* **Assigned task**
For each entry that follows, write out an identical copy.

Saved entries:
+++
PR #1737, opened 2020-02-06
Fix Button `disabled` prop

danielamorse:
## Jira

http://vjira2:8080/browse/BDS-1993

## Summary

Fixes button `disabled` prop, adds test coverage.

## Details

When we switched Button over to LitElement we did not add `reflect: true` to the `disabled` prop. This is required for boolean HTML attributes to be reflected as internal props. Otherwise, they will return an empty string or `undefined`. This PR adds the `reflect` option and two tests to prevent future regressions.

As a general rule, when using LitElement, boolean schema props must be configured with `reflect: true`. This allows external changes to the attribute to be reflected in the internal prop and vice versa.

If the prop is internal-only (see [dotted](https://github.com/boltdesignsystem/bolt/blob/master/packages/components/bolt-tooltip/src/tooltip.js#L20), [expanded](https://github.com/boltdesignsystem/bolt/blob/master/packages/components/bolt-band/src/band.js#L7)) there's no need to use `reflect`. The reason we still add these as internal props (even though they're not in the schema) is because we can leverage LitElement's built-in observers to do something when that prop value changes or to automatically trigger a re-render.

## How to test

- Review files changed.
- Check `/pattern-lab/?p=components-button-style-variations` are verify disabled buttons have the proper semi-transparent style.


remydenton:
What does "boolean props like `disabled`" mean more specifically?  There are plenty of [boolean](https://github.com/boltdesignsystem/bolt/blob/master/packages/components/bolt-band/src/band.js#L7) [props](https://github.com/boltdesignsystem/bolt/blob/master/packages/components/bolt-tooltip/src/tooltip.js#L20) that aren't reflected.

danielamorse:
> What does "boolean props like `disabled`" mean more specifically? There are plenty of [boolean](https://github.com/boltdesignsystem/bolt/blob/master/packages/components/bolt-band/src/band.js#L7) [props](https://github.com/boltdesignsystem/bolt/blob/master/packages/components/bolt-tooltip/src/tooltip.js#L20) that aren't reflected.

@remydenton good call. That was a pretty vague. I updated "Details" with more info. Does that clear things up for you?

remydenton:
As discussed on Slack, we actually need to update all LitElement properties from this syntax:
```
static get properties() {
    return {
        url: String,
        disabled: Boolean
    }
}
```
to this one:
```
static get properties() {
    return {
        url: { type: String },
        disabled: { type: Boolean }
    }
}
```
Based on the [LitElement](https://lit-element.polymer-project.org/guide/properties) docs, the first syntax isn't supported.

danielamorse:
@remydenton updated to use proper syntax ([see commit](https://github.com/boltdesignsystem/bolt/pull/1737/commits/baac30c4840d82ea8c59fb2fda8c81dab2f152a6)).

I also verified that once we're using proper syntax `reflect` is not required to observe `disabled` attribute.

sghoweri:
> As discussed on Slack, we actually need to update all LitElement properties from this syntax:
> 
> ```
> static get properties() {
>     return {
>         url: String,
>         disabled: Boolean
>     }
> }
> ```
> 
> to this one:
> 
> ```
> static get properties() {
>     return {
>         url: { type: String },
>         disabled: { type: Boolean }
>     }
> }
> ```
> 
> Based on the [LitElement](https://lit-element.polymer-project.org/guide/properties) docs, the first syntax isn't supported.

Per the comment I just left, @remydenton @danielamorse can we chat about this?

Unless something changed, this shorthand syntax should still work for simply props (and I could swear used to be in their docs). 

Other LitElement components [out in the wild](https://github.com/ing-bank/lion/blob/bbc79af066167141321eccdc051facd588af4d09/packages/form-system/stories/helper-wc/h-output.js#L8) also use the same syntax so I'd very much prefer for us to understand what syntax is actually still supported before globally changing code that might not need to get changed...

remydenton:
@sghoweri, do you have a reference that mentions the shorthand syntax?  I was going to report a bug about observed attributes not working properly with the shorthand syntax, but then I couldn't find any mention of it in the LitElement docs, so @danielamorse and I came the conclusion it was never supported (and should therefore be updated for all our other components as well).

sghoweri:
> @sghoweri, do you have a reference that mentions the shorthand syntax? I was going to report a bug about observed attributes not working properly with the shorthand syntax, but then I couldn't find any mention of it in the LitElement docs, so @danielamorse and I came the conclusion it was never supported (and should therefore be updated for all our other components as well).

@remydenton lemme check - hang tight!

remydenton:
Thanks @sghoweri.  FYI, the bug is that this "converter" code won't be run if you don't have a `type` key in your prop definition (which you never will if you're using the shorthand syntax).  Makes for weird behavior with non-string types, especially booleans.

https://github.com/Polymer/lit-element/blob/master/src/lib/updating-element.ts#L138-L166

danielamorse:
Discussed with @sghoweri and we're good to merge this as is. We will handle a global syntax update in a future PR.

Nice job diving deep into this one @remydenton. I'm really glad we got to the bottom of it.

sghoweri:
PR was released with v2.18.0

PR #1738, opened 2020-02-07
fix(editor): rearrange step w content

EvanLovely:
## Tasks

- Asana: [Move up/down buttons breaks when applied to pathway steps](https://app.asana.com/0/1126340469288208/1160381693199881/f)
- JIRA: [WWWD-4544](http://vjira2:8080/browse/WWWD-4544)

## Summary

Fixes Editor re-arrangement of Micro Journey Steps

## Details

(Explain the changes in enough detail fo reviewers to understand.  Raise any questions for reviewers to consider.)

## How to test

- Go to https://boltdesignsystem.com/pattern-lab/?p=experiments-micro-journeys and click 'Edit'
- Select one of the `bolt-interactive-step` elements in the layers palette
- Click the `move up` or `move down` button in the editor

**Resolved**: After doing this, the contents of the step you moved will be gone (and won't come back after saving).

# WIP Remaining

- [x] Fix core bug involving Steps moving up & down & retaining content
- [x] Editor UI feedback for first/last items
- [x] Ensure pathway re-arranging is smooth too

PR #1742, opened 2020-02-11
Fix micro journey up and down buttons

remydenton:
Rebased version of #1738.


sghoweri:
PR was released with v2.17.1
+++
* **Exercise solution**
PR #1737, opened 2020-02-06
Fix Button `disabled` prop

danielamorse:
## Jira

http://vjira2:8080/browse/BDS-1993

## Summary

Fixes button `disabled` prop, adds test coverage.

## Details

When we switched Button over to LitElement we did not add `reflect: true` to the `disabled` prop. This is required for boolean HTML attributes to be reflected as internal props. Otherwise, they will return an empty string or `undefined`. This PR adds the `reflect` option and two tests to prevent future regressions.

As a general rule, when using LitElement, boolean schema props must be configured with `reflect: true`. This allows external changes to the attribute to be reflected in the internal prop and vice versa.

If the prop is internal-only (see [dotted](https://github.com/boltdesignsystem/bolt/blob/master/packages/components/bolt-tooltip/src/tooltip.js#L20), [expanded](https://github.com/boltdesignsystem/bolt/blob/master/packages/components/bolt-band/src/band.js#L7)) there's no need to use `reflect`. The reason we still add these as internal props (even though they're not in the schema) is because we can leverage LitElement's built-in observers to do something when that prop value changes or to automatically trigger a re-render.

## How to test

- Review files changed.
- Check `/pattern-lab/?p=components-button-style-variations` are verify disabled buttons have the proper semi-transparent style.


remydenton:
What does "boolean props like `disabled`" mean more specifically?  There are plenty of [boolean](https://github.com/boltdesignsystem/bolt/blob/master/packages/components/bolt-band/src/band.js#L7) [props](https://github.com/boltdesignsystem/bolt/blob/master/packages/components/bolt-tooltip/src/tooltip.js#L20) that aren't reflected.

danielamorse:
> What does "boolean props like `disabled`" mean more specifically? There are plenty of [boolean](https://github.com/boltdesignsystem/bolt/blob/master/packages/components/bolt-band/src/band.js#L7) [props](https://github.com/boltdesignsystem/bolt/blob/master/packages/components/bolt-tooltip/src/tooltip.js#L20) that aren't reflected.

@remydenton good call. That was a pretty vague. I updated "Details" with more info. Does that clear things up for you?

remydenton:
As discussed on Slack, we actually need to update all LitElement properties from this syntax:
```
static get properties() {
    return {
        url: String,
        disabled: Boolean
    }
}
```
to this one:
```
static get properties() {
    return {
        url: { type: String },
        disabled: { type: Boolean }
    }
}
```
Based on the [LitElement](https://lit-element.polymer-project.org/guide/properties) docs, the first syntax isn't supported.

danielamorse:
@remydenton updated to use proper syntax ([see commit](https://github.com/boltdesignsystem/bolt/pull/1737/commits/baac30c4840d82ea8c59fb2fda8c81dab2f152a6)).

I also verified that once we're using proper syntax `reflect` is not required to observe `disabled` attribute.

sghoweri:
> As discussed on Slack, we actually need to update all LitElement properties from this syntax:
> 
> ```
> static get properties() {
>     return {
>         url: String,
>         disabled: Boolean
>     }
> }
> ```
> 
> to this one:
> 
> ```
> static get properties() {
>     return {
>         url: { type: String },
>         disabled: { type: Boolean }
>     }
> }
> ```
> 
> Based on the [LitElement](https://lit-element.polymer-project.org/guide/properties) docs, the first syntax isn't supported.

Per the comment I just left, @remydenton @danielamorse can we chat about this?

Unless something changed, this shorthand syntax should still work for simply props (and I could swear used to be in their docs). 

Other LitElement components [out in the wild](https://github.com/ing-bank/lion/blob/bbc79af066167141321eccdc051facd588af4d09/packages/form-system/stories/helper-wc/h-output.js#L8) also use the same syntax so I'd very much prefer for us to understand what syntax is actually still supported before globally changing code that might not need to get changed...

remydenton:
@sghoweri, do you have a reference that mentions the shorthand syntax?  I was going to report a bug about observed attributes not working properly with the shorthand syntax, but then I couldn't find any mention of it in the LitElement docs, so @danielamorse and I came the conclusion it was never supported (and should therefore be updated for all our other components as well).

sghoweri:
> @sghoweri, do you have a reference that mentions the shorthand syntax? I was going to report a bug about observed attributes not working properly with the shorthand syntax, but then I couldn't find any mention of it in the LitElement docs, so @danielamorse and I came the conclusion it was never supported (and should therefore be updated for all our other components as well).

@remydenton lemme check - hang tight!

remydenton:
Thanks @sghoweri.  FYI, the bug is that this "converter" code won't be run if you don't have a `type` key in your prop definition (which you never will if you're using the shorthand syntax).  Makes for weird behavior with non-string types, especially booleans.

https://github.com/Polymer/lit-element/blob/master/src/lib/updating-element.ts#L138-L166

danielamorse:
Discussed with @sghoweri and we're good to merge this as is. We will handle a global syntax update in a future PR.

Nice job diving deep into this one @remydenton. I'm really glad we got to the bottom of it.

sghoweri:
PR was released with v2.18.0

PR #1738, opened 2020-02-07
fix(editor): rearrange step w content

EvanLovely:
## Tasks

- Asana: [Move up/down buttons breaks when applied to pathway steps](https://app.asana.com/0/1126340469288208/1160381693199881/f)
- JIRA: [WWWD-4544](http://vjira2:8080/browse/WWWD-4544)

## Summary

Fixes Editor re-arrangement of Micro Journey Steps

## Details

(Explain the changes in enough detail fo reviewers to understand.  Raise any questions for reviewers to consider.)

## How to test

- Go to https://boltdesignsystem.com/pattern-lab/?p=experiments-micro-journeys and click 'Edit'
- Select one of the `bolt-interactive-step` elements in the layers palette
- Click the `move up` or `move down` button in the editor

**Resolved**: After doing this, the contents of the step you moved will be gone (and won't come back after saving).

# WIP Remaining

- [x] Fix core bug involving Steps moving up & down & retaining content
- [x] Editor UI feedback for first/last items
- [x] Ensure pathway re-arranging is smooth too

PR #1742, opened 2020-02-11
Fix micro journey up and down buttons

remydenton:
Rebased version of #1738.


sghoweri:
PR was released with v2.17.1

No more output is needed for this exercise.